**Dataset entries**
————

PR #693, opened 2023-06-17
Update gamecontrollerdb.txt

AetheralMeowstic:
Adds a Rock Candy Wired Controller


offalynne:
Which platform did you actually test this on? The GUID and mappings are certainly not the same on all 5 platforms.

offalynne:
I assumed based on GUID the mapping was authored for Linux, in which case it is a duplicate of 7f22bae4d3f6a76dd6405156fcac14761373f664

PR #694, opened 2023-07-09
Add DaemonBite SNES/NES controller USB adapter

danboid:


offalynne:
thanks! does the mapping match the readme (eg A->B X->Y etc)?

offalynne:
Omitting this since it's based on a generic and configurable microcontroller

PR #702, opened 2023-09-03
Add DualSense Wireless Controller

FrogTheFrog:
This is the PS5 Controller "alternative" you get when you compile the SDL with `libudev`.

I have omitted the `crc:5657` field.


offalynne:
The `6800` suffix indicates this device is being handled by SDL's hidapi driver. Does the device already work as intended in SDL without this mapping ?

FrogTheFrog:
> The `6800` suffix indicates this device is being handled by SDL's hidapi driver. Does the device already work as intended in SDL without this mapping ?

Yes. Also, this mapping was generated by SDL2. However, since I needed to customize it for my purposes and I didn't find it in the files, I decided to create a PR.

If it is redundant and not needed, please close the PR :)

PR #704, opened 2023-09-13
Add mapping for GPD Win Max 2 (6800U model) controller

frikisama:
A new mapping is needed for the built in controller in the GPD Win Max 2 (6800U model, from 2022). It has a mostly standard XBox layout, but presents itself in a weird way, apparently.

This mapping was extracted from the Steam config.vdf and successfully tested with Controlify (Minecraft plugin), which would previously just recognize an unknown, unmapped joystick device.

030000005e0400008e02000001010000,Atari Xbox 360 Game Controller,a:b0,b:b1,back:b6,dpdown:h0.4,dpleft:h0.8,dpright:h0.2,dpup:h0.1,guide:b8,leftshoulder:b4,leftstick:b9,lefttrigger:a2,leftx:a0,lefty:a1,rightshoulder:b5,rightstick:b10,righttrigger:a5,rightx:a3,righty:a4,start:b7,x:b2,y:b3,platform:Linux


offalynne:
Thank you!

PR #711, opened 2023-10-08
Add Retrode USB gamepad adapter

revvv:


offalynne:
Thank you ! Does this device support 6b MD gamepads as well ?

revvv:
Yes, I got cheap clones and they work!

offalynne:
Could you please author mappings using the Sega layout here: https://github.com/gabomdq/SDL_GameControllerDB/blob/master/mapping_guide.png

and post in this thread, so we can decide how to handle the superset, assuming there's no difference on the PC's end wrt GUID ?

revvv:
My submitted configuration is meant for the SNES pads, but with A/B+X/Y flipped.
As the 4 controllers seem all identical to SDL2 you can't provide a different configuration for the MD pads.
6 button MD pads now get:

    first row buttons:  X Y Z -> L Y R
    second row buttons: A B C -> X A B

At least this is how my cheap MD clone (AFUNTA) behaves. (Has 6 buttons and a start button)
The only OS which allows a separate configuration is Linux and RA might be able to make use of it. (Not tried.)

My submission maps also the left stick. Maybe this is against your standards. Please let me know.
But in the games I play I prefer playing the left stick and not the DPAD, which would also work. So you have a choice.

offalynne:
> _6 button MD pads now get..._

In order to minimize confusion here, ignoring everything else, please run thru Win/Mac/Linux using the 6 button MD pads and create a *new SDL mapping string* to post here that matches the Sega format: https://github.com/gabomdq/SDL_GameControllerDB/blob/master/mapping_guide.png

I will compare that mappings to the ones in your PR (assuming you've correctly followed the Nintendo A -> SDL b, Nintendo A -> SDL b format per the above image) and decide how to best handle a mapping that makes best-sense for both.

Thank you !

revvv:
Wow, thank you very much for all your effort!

————

**WHAT TO PRODUCE**
Tally the lines in the records above that contain the string "using" and report only the tally.

**EXERCISE RESULT**
2